Tuesday, June 2, 2009

Rise of a Dhrystone terminator?


The Dhrystone benchmark is a single number benchmark score that was originally developed by Reinhold Weicker in 1984. After 25 years, it is still reported as a measure of a processor’s integer (no floating-point) performance. The types of functions in the benchmark code are simple integer arithmetic, string operations, logic decisions, and memory accesses. The processor hardware, memory architecture, wait states, integer data types, as well as the software design, compiler and linker optimizing options affect the benchmark score.

The Dhrystone benchmark is small, free, and easily ported to new processor designs; however, it is not without shortcomings. It is a synthetic benchmark in that the functions included in the code are based on exercising what the core is capable of performing rather than based on the representative types and frequencies of these functions for a specific class of application. The benchmark is susceptible to compiler optimizations that can make it difficult to compare test results when compiler options or flags are not disclosed as part of the benchmark score. The benchmark code includes significant amount of library calls which also affect how to compare different test results when different libraries, which are not part of the benchmark, are used.
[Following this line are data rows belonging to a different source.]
PR #1161, opened 2026-08-17
refactor: delete the dead v1 backend layers (#968)

### LINKED ISSUE #968: [P3.1] Delete the dead v1 backend layers
> Filed by the SaaS launch review. Priority **P3.1** — severity `low`, category `dead-code`.

## Problem
Roughly 2,000 lines of v1-era server code ship in the installed wheel and the public import surface: ~870 lines of ui/models.py request/response shapes for endpoints that no longer exist (kept alive only by tests of themselves), response_models.py prescribing an envelope no endpoint uses, ConnectionManager/WebSocketSubscriptionManager whose only consumer is the test-gated /test/broadcast route broadcasting into an always-empty list, a streaming_v2 router with zero route decorators still mounted, core/config.py's 'v1 Legacy Configuration' sprint block, accounts/sessions/verification tables no query touches, unused rate_limit_auth/rate_limit_websocket decorators, a declared python-jose dependency never imported (CVE surface for free), and app.state.default_workspace_path read but never set. Dead auth-adjacent code is worse than absent code because it implies controls that are not in force.

## Evidence
- `codeframe/ui/models.py:21`
- `codeframe/ui/response_models.py:5`
- `codeframe/ui/shared.py:110`
- `codeframe/ui/routers/streaming_v2.py:119`
- `codeframe/core/config.py:495`
- `codeframe/platform_store/schema_manager.py:78`
- `pyproject.toml:58`

## Acceptance criteria
- [ ] ui/models.py and response_models.py retain only symbols a live v2 router imports; tests of removed models are deleted
- [ ] ConnectionManager/WebSocketSubscriptionManager and /test/broadcast are removed together with the skipped suite (CLAUDE.md's CODEFRAME_ENABLE_TEST_ENDPOINTS note updated), or a live consumer exists
- [ ] streaming_v2 is deleted and unmounted; the v1 config block removed and no longer re-exported; accounts/sessions/verification tables dropped from schema init
- [ ] python-jose removed; unused rate-limit decorators removed or applied; no read of an unset default_workspace_path
- [ ] `uv run pytest tests/ --ignore=tests/e2e -m "not lifecycle"` and `cd web-ui && npm test` pass

## Dependencies
- blocked by #937 (P1.19)
- blocked by #953 (P2.3)

---

frankbria:
Closes #968.

Deletes ~3,400 lines of v1-era server code that shipped in the installed wheel and the public import surface, describing endpoints that no longer exist. Dead auth-adjacent code is worse than absent code, because it implies controls that are not in force.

EEMBC has released a new core-level benchmark, CoreMark, as a replacement for the Dhrystone benchmark. Like the Dhrystone benchmark, CoreMark distills core-level performance of a processor to a single number that represents how many iterations of the benchmark code the processor can perform per second. CoreMark focuses on exercising a processor’s basic pipeline structure, basic read/write operations, integer operations, and control operations. The CoreMark workload consists of matrix manipulation that can exercise serial and parallel MAC and math operations, linked-list manipulation to exercise the use of pointers, state machine operation to exercise data dependent branches in the pipeline, and a CRC (Cyclic Redundancy Check) function. CoreMark does not use any library calls from within the timed portion of the benchmark, and it invokes a set of execution and reporting guidelines to avoid ambiguities when comparing benchmark scores for different processors.

CoreMark is intended to provide a starting point for analyzing a processor’s performance. A full measure of a processor’s performance should include the other system level components within a specific runtime context. The CoreMark benchmark code is free, and EEMBC offers application benchmarks, licensable for a fee, for when you need to expand your consideration to include the system level performance in a specific runtime context.